July 12th, 2025
The yakitori skewer trembled slightly in Ian's hand—not from cold, but from exhaustion.
It had been another long shift. Oil burns on his forearm. Grease in his nails. Headache in his skull. And for what?
A 400-yen meal eaten alone under a flickering streetlamp.
The meat was overcooked. The glaze barely sweet. But it was warm. That was enough tonight.
Tokyo loomed around him, endless buildings, endless light. Endless noise.
The alley was narrow, quiet compared to the bustling main street, and it suited him. Ian Everhart preferred spaces like this: dim, out of the way, where no one looked twice at you. Where you could exist without explanation.
He leaned against a vending machine, eyes distant beneath his messy bangs. The hood of his worn-out jacket hung behind his neck like a forgotten thought. The glow of the streetlight cast shadows across his angular, tired face.
Somewhere behind him, laughter burst out like champagne.
A group of high school girls passed by, giggling and glued to their phones.
"She dropped a new MV today!"
"I watched it five times already. Her dancing is insane!"
"Foxxy's a damn goddess."
"You think we'll ever find out who she is? Her real name's been kept secret forever!"
That name again.
"Foxxy."
Ian blinked, but didn't turn his head.
Of course he'd heard of her.
Foxxy—Japan's masked phenomenon. A pop sensation with a voice like silk and the moves of a trained assassin. Her style was provocative, her lyrics cutting, her presence magnetic. She wore a sleek silver fox mask during every performance. No one had seen her real face.
A mystery sold better than truth.
That was show business.
He finished his food in silence, tossed the stick into a nearby trash bin, and wiped his hands on the inside of his hoodie. The city glared at him with neon eyes, but he didn't blink.
10:45 PM — Wandering
Sometimes Ian walked just to feel the ground.
Tonight was one of those nights.
The nightlife district of Tokyo roared louder with every step. Music from bars and clubs spilled onto the streets. Laughter echoed like haunting lullabies. Neon signs blinked like tired eyelids trying to stay awake.
Couples brushed by him.
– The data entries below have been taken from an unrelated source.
PR #895, opened 2019-10-29
ICU-20863 Regex Named Capture map, add a missing nullptr check.

aheninger:
https://unicode-org.atlassian.net/browse/ICU-20863


aheninger:
This is a cherry-pick of e94657e6 from master into maint-66.
The PR on master is https://github.com/unicode-org/icu/pull/893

Some clinging to each other in love. Others in lust. Some just drunk.
He wasn't jealous.
He wasn't anything.
He drifted past open ramen shops, hostess bars, pachinko parlors. The kind of places that promised warmth but offered none. The scent of cigarette smoke, fried food, and cheap perfume mixed into the air like thick fog.
And then he saw it.
At the heart of the district, high above a luxury shopping center, a massive digital billboard flickered to life. People paused mid-stride to look up.
Ian did too.
Foxxy.
Even among the chaos of Tokyo, she demanded attention. The screen exploded with movement—her silhouette slicing through light, hips swaying, hair whipping like fire in the wind. Her voice bled from the speakers into the street, hypnotic and flawless.
Her silver mask gleamed. Red LED eyes stared into the soul of every onlooker.
Ian froze.
There was something… something in the way she moved.
Elegant. Controlled. Powerful. Familiar?
His brows knit together as he watched her twist and spin, the city's glow dancing across her curves like moonlight on water. She finished her performance with a final pose, hand raised, mask tilting downward like a predator watching its prey.
The crowd clapped. Some even cheered. Others just stared in awe.
Ian remained silent.
He wasn't a fan of idols.
He didn't like pretending.
But something inside his chest stirred. A breath he didn't know he'd been holding escaped.
"Weird," he murmured, finally turning away. "She moves like…"
But the thought faded.
It didn't matter.
She was someone else.
Someone rich, powerful, untouchable.
Someone from a world that had nothing to do with him.
Later That Night — Empty Room, Empty Sky
Back home, the cramped apartment welcomed him with silence.
The lights buzzed weakly as he slipped off his shoes. Every inch of the space was neat. Not a plate out of place. His single mattress was tucked in tightly. His PC setup sat clean and symmetrical, dual monitors quietly humming.
Ian changed into a fresh hoodie, sat at his desk, and powered on the screen.
His social feed opened by instinct. Photos. Posts. Stories.
Former classmates smiling in foreign beaches, expensive suits, wedding photos, flashy jewelry, family reunions. Everything was polished, filtered, bright.
He didn't feel envy. He wasn't petty enough for that.
But something clenched in his chest all the same.
"They don't even remember me," he whispered.
His reflection on the monitor showed a tired man with soft eyes, hidden behind a curtain of hair and quiet thoughts. He could've looked like them. He used to, didn't he?
But that was a different Ian.
A different life.
He exhaled deeply. Closed the feed.
Outside the window, Tokyo glowed like a sleeping monster. Beautiful. Violent. Constant.
And no messages coming from an unknown again.